西海市のタイニーハウス西海モデル開発研究会 会長 谷川 信平さん
谷川さんは西海市にて建築会社を経営されており、タイニーハウスのモデル開発や空き家の活用など、地域の住まいづくりに取り組んでおられます。コンテストではタイニーハウスを建設する観点でのアドバイスを多くいただきました。「今年も実力がある作品が集まっている。ヒノキの活用を細かいところまでしっかり考えられた作品など、自分では思いつかないと感じるアイディアもあった。そのまま建てるには少し難しい点があっても、アイディアが素晴らしい作品が多かった」といただきました。
YADOKARI株式会社 共同代表 上杉勢太さん
トレーラーハウスなど可動産を活用した新しい暮らしや、地域コミュニティのあり方を提案し、全国各地にて活動しているYADOKARI株式会社の上杉 勢太さんは「タイニーハウスを建てた後も西海市を訪れる人を交えてどう地域との関係を持たせるかを重視した。

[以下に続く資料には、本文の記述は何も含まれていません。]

PR #213, opened 2023-09-18
Recompile library only when rs file is changed

LukasPukenis:


matszczygiel:
To be entirely correct, you need to check also `.toml`, `.lock`, and `.sql` files

matszczygiel (approved):

LukasPukenis:
@matszczygiel you're right, thanks! Updated it.

PR #215, opened 2023-09-18
Lukasp/trim testrunner

LukasPukenis:


test/runner.py
```diff
@@ -27,15 +27,6 @@ def prepare_docker() -> docker.DockerClient:
     client = docker.DockerClient(base_url="unix://var/run/docker.sock")
 
     # Network creation
-    ipv4_net = client.networks.create(
```
matszczygiel, line 30: Why it's unnecessary?

LukasPukenis: there's `net6` just few lines below, so this wasn't necessary

matszczygiel: But it doesn't contain an IPv4 range. How is it possible that it still works?

LukasPukenis: Basically because net6 contains both :)

matszczygiel (approved):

また、今回学生作品が多いが、日頃よりZ世代は他人との交流を多く希望するわけではないと感じている。そうしたことが作品にも表れていると感じたが、それをどのように西海市の観光や滞在に向けて表現しているかを気にかけた」とお話いただきました。
一次審査作品をすべてテーブルに並べ、他の審査員の評価も取り入れながら、各審査員が再度審査をし、作品選考を行いました。

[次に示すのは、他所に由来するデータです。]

PR #216, opened 2023-09-18
tests: Fix scenario19-2

matszczygiel:


LukasPukenis (approved):
could you elaborate on how this fixes the test case? I looked at it but couldn't think why it would fail with the existing approach, the file appeared as expected in docker image..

2次審査後、作品が提案する内容に審査員も多くの気づきや新しい期待に心を動かされながら、今回のテーマ「さいかいかんこう」に叶うタイニーハウスについて審査員が熱く議論し、各賞に相応しい作品を選出しました。
選考の結果、以下の作品に受賞が決まりました。
◎最優秀賞
作品名:「西海で夢を叶える小商企業!!小商いをできる、移住者の家。」
お名前:川端 威士 様、白水 高広 様
◎奨励賞
作品名:「ヒノキを編む」
お名前:蟻川 佑太 様、村田 奈津子 様
◎学生賞
作品名:「木隠の旅籠」
お名前: 岡田 隼斗 様、石井 丈巳 様
◎妄想滞在記賞
作品名:「旅路を誘う7つの好寄家」
お名前:阿部 有希 様、稲葉 大将 様
◎タイニーハウス西海モデル開発研究会賞
作品名:「Between the Forest and the Sea」
お名前:岩橋 翼 様
◎YADOKARI賞
作品名:「道草処」
お名前:杉本 将平 様、茨木 歩 様、高橋 真美 様、小山 海 様
作品の詳細は「受賞作品決定」のページをご覧ください。
審査員による受賞作品の講評も後日掲載予定です。
◎佳作
作品名:「眾樂小屋」
お名前:吳 兆昌 様
作品名:「NOT A TINY HOUSE」
お名前:武藤 誠 様
作品名:「ヘルスメガホン」
お名前:小倉 源吾 様
審査員の議論の末に受賞作品が選ばれました。応募作品に描かれたタイニーハウスや妄想滞在記等を拝見し、応募者の皆さんが抱かれる世界はどれもワクワク・ドキドキさせてくれる素晴らしいものでした。
応募期間中、コンテスト応募の調査で西海市に訪れた方もいらっしゃったと西海市の職員の方に聞きました。タイニーハウスコンテストを媒介に応募者の方々との西海市との新しい繋がりが生まれています。